[Records drawn from a dataset]
◆ ◆ ◆ ◆

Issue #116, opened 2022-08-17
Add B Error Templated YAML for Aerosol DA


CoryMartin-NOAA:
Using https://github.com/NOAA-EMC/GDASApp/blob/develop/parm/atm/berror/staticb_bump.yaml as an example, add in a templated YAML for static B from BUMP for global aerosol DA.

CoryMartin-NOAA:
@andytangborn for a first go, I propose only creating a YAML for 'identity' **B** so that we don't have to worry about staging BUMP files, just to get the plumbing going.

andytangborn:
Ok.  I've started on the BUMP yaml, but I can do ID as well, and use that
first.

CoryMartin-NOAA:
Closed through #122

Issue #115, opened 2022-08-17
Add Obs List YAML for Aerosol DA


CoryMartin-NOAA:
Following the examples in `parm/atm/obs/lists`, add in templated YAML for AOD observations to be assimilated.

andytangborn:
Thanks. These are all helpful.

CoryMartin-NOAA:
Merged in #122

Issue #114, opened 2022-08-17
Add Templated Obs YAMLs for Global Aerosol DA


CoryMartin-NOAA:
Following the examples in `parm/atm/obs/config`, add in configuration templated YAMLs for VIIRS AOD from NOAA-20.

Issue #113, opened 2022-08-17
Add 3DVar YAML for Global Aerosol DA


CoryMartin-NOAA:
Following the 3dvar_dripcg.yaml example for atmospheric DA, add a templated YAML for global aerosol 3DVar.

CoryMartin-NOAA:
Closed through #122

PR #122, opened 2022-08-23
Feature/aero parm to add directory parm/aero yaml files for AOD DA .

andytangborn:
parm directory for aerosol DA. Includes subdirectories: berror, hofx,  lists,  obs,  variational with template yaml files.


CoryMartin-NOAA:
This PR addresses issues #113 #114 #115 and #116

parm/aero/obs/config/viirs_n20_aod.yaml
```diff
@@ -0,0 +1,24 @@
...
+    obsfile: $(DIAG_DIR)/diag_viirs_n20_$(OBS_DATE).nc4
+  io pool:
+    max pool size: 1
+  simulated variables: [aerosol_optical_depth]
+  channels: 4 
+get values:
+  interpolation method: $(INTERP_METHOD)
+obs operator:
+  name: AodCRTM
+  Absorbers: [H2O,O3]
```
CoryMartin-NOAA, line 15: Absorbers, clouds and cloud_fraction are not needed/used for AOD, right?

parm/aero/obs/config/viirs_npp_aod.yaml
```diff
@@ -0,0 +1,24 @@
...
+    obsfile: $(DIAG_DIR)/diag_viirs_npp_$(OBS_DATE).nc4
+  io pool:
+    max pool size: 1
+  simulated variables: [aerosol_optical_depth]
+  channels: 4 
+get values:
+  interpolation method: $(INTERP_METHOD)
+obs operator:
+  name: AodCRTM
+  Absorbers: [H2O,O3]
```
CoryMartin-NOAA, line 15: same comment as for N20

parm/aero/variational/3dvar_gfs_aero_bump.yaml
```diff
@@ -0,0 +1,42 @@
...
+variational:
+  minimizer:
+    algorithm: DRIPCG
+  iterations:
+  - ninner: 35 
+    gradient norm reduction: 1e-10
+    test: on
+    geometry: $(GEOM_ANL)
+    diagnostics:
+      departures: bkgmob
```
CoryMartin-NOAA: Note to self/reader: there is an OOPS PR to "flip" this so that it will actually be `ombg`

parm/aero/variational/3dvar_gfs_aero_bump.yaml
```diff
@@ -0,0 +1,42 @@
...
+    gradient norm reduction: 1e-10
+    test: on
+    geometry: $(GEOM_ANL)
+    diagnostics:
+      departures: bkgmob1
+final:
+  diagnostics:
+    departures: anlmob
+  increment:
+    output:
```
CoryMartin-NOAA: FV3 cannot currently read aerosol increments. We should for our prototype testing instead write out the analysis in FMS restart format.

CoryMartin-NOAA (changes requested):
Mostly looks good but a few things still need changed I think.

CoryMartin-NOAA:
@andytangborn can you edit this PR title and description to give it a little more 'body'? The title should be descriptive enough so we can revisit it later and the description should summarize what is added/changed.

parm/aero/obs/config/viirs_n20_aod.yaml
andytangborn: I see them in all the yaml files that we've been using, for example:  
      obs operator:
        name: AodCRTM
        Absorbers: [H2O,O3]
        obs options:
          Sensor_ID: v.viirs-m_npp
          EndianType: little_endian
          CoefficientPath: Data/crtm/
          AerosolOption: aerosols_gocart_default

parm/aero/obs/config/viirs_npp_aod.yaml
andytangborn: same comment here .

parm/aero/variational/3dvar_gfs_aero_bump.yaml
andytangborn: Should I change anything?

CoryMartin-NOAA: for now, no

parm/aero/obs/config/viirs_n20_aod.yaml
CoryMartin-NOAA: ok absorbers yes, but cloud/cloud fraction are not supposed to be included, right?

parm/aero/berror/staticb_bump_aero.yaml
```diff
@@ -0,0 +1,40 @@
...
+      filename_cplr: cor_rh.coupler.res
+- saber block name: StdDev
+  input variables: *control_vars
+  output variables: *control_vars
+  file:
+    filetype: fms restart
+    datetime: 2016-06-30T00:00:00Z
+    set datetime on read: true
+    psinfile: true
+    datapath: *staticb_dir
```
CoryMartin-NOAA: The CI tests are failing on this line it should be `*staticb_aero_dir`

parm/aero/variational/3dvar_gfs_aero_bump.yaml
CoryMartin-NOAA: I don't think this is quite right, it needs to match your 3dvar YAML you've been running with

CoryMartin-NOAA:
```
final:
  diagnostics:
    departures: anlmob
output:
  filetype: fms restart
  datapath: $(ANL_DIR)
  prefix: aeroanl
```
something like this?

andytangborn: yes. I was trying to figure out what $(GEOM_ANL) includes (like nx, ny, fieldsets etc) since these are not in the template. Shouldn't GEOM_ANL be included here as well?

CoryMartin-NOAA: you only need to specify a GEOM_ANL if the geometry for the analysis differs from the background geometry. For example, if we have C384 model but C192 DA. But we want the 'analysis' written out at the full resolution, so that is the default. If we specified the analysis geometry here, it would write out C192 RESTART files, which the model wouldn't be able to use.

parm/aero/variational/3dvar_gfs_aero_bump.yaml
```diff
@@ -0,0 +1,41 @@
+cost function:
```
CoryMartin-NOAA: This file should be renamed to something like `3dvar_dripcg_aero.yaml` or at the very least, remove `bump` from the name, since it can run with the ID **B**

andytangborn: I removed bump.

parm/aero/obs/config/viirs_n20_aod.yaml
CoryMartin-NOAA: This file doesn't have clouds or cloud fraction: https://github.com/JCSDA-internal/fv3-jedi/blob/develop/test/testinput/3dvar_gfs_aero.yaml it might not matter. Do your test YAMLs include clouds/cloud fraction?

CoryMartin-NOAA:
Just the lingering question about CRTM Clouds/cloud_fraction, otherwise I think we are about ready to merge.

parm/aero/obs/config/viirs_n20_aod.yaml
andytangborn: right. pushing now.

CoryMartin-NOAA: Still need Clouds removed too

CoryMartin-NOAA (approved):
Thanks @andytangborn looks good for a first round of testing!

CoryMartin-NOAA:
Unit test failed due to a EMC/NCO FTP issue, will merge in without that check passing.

◆ ◆ ◆ ◆

• [Directions for this task]:
Would you please transcribe the records above in full and exactly?

• [Answer box]:
Issue #116, opened 2022-08-17
Add B Error Templated YAML for Aerosol DA


CoryMartin-NOAA:
Using https://github.com/NOAA-EMC/GDASApp/blob/develop/parm/atm/berror/staticb_bump.yaml as an example, add in a templated YAML for static B from BUMP for global aerosol DA.

CoryMartin-NOAA:
@andytangborn for a first go, I propose only creating a YAML for 'identity' **B** so that we don't have to worry about staging BUMP files, just to get the plumbing going.

andytangborn:
Ok.  I've started on the BUMP yaml, but I can do ID as well, and use that
first.

CoryMartin-NOAA:
Closed through #122

Issue #115, opened 2022-08-17
Add Obs List YAML for Aerosol DA


CoryMartin-NOAA:
Following the examples in `parm/atm/obs/lists`, add in templated YAML for AOD observations to be assimilated.

andytangborn:
Thanks. These are all helpful.

CoryMartin-NOAA:
Merged in #122

Issue #114, opened 2022-08-17
Add Templated Obs YAMLs for Global Aerosol DA


CoryMartin-NOAA:
Following the examples in `parm/atm/obs/config`, add in configuration templated YAMLs for VIIRS AOD from NOAA-20.

Issue #113, opened 2022-08-17
Add 3DVar YAML for Global Aerosol DA


CoryMartin-NOAA:
Following the 3dvar_dripcg.yaml example for atmospheric DA, add a templated YAML for global aerosol 3DVar.

CoryMartin-NOAA:
Closed through #122

PR #122, opened 2022-08-23
Feature/aero parm to add directory parm/aero yaml files for AOD DA .

andytangborn:
parm directory for aerosol DA. Includes subdirectories: berror, hofx,  lists,  obs,  variational with template yaml files.


CoryMartin-NOAA:
This PR addresses issues #113 #114 #115 and #116

parm/aero/obs/config/viirs_n20_aod.yaml
```diff
@@ -0,0 +1,24 @@
...
+    obsfile: $(DIAG_DIR)/diag_viirs_n20_$(OBS_DATE).nc4
+  io pool:
+    max pool size: 1
+  simulated variables: [aerosol_optical_depth]
+  channels: 4 
+get values:
+  interpolation method: $(INTERP_METHOD)
+obs operator:
+  name: AodCRTM
+  Absorbers: [H2O,O3]
```
CoryMartin-NOAA, line 15: Absorbers, clouds and cloud_fraction are not needed/used for AOD, right?

parm/aero/obs/config/viirs_npp_aod.yaml
```diff
@@ -0,0 +1,24 @@
...
+    obsfile: $(DIAG_DIR)/diag_viirs_npp_$(OBS_DATE).nc4
+  io pool:
+    max pool size: 1
+  simulated variables: [aerosol_optical_depth]
+  channels: 4 
+get values:
+  interpolation method: $(INTERP_METHOD)
+obs operator:
+  name: AodCRTM
+  Absorbers: [H2O,O3]
```
CoryMartin-NOAA, line 15: same comment as for N20

parm/aero/variational/3dvar_gfs_aero_bump.yaml
```diff
@@ -0,0 +1,42 @@
...
+variational:
+  minimizer:
+    algorithm: DRIPCG
+  iterations:
+  - ninner: 35 
+    gradient norm reduction: 1e-10
+    test: on
+    geometry: $(GEOM_ANL)
+    diagnostics:
+      departures: bkgmob
```
CoryMartin-NOAA: Note to self/reader: there is an OOPS PR to "flip" this so that it will actually be `ombg`

parm/aero/variational/3dvar_gfs_aero_bump.yaml
```diff
@@ -0,0 +1,42 @@
...
+    gradient norm reduction: 1e-10
+    test: on
+    geometry: $(GEOM_ANL)
+    diagnostics:
+      departures: bkgmob1
+final:
+  diagnostics:
+    departures: anlmob
+  increment:
+    output:
```
CoryMartin-NOAA: FV3 cannot currently read aerosol increments. We should for our prototype testing instead write out the analysis in FMS restart format.

CoryMartin-NOAA (changes requested):
Mostly looks good but a few things still need changed I think.

CoryMartin-NOAA:
@andytangborn can you edit this PR title and description to give it a little more 'body'? The title should be descriptive enough so we can revisit it later and the description should summarize what is added/changed.

parm/aero/obs/config/viirs_n20_aod.yaml
andytangborn: I see them in all the yaml files that we've been using, for example:  
      obs operator:
        name: AodCRTM
        Absorbers: [H2O,O3]
        obs options:
          Sensor_ID: v.viirs-m_npp
          EndianType: little_endian
          CoefficientPath: Data/crtm/
          AerosolOption: aerosols_gocart_default

parm/aero/obs/config/viirs_npp_aod.yaml
andytangborn: same comment here .

parm/aero/variational/3dvar_gfs_aero_bump.yaml
andytangborn: Should I change anything?

CoryMartin-NOAA: for now, no

parm/aero/obs/config/viirs_n20_aod.yaml
CoryMartin-NOAA: ok absorbers yes, but cloud/cloud fraction are not supposed to be included, right?

parm/aero/berror/staticb_bump_aero.yaml
```diff
@@ -0,0 +1,40 @@
...
+      filename_cplr: cor_rh.coupler.res
+- saber block name: StdDev
+  input variables: *control_vars
+  output variables: *control_vars
+  file:
+    filetype: fms restart
+    datetime: 2016-06-30T00:00:00Z
+    set datetime on read: true
+    psinfile: true
+    datapath: *staticb_dir
```
CoryMartin-NOAA: The CI tests are failing on this line it should be `*staticb_aero_dir`

parm/aero/variational/3dvar_gfs_aero_bump.yaml
CoryMartin-NOAA: I don't think this is quite right, it needs to match your 3dvar YAML you've been running with

CoryMartin-NOAA:
```
final:
  diagnostics:
    departures: anlmob
output:
  filetype: fms restart
  datapath: $(ANL_DIR)
  prefix: aeroanl
```
something like this?

andytangborn: yes. I was trying to figure out what $(GEOM_ANL) includes (like nx, ny, fieldsets etc) since these are not in the template. Shouldn't GEOM_ANL be included here as well?

CoryMartin-NOAA: you only need to specify a GEOM_ANL if the geometry for the analysis differs from the background geometry. For example, if we have C384 model but C192 DA. But we want the 'analysis' written out at the full resolution, so that is the default. If we specified the analysis geometry here, it would write out C192 RESTART files, which the model wouldn't be able to use.

parm/aero/variational/3dvar_gfs_aero_bump.yaml
```diff
@@ -0,0 +1,41 @@
+cost function:
```
CoryMartin-NOAA: This file should be renamed to something like `3dvar_dripcg_aero.yaml` or at the very least, remove `bump` from the name, since it can run with the ID **B**

andytangborn: I removed bump.

parm/aero/obs/config/viirs_n20_aod.yaml
CoryMartin-NOAA: This file doesn't have clouds or cloud fraction: https://github.com/JCSDA-internal/fv3-jedi/blob/develop/test/testinput/3dvar_gfs_aero.yaml it might not matter. Do your test YAMLs include clouds/cloud fraction?

CoryMartin-NOAA:
Just the lingering question about CRTM Clouds/cloud_fraction, otherwise I think we are about ready to merge.

parm/aero/obs/config/viirs_n20_aod.yaml
andytangborn: right. pushing now.

CoryMartin-NOAA: Still need Clouds removed too

CoryMartin-NOAA (approved):
Thanks @andytangborn looks good for a first round of testing!

CoryMartin-NOAA:
Unit test failed due to a EMC/NCO FTP issue, will merge in without that check passing.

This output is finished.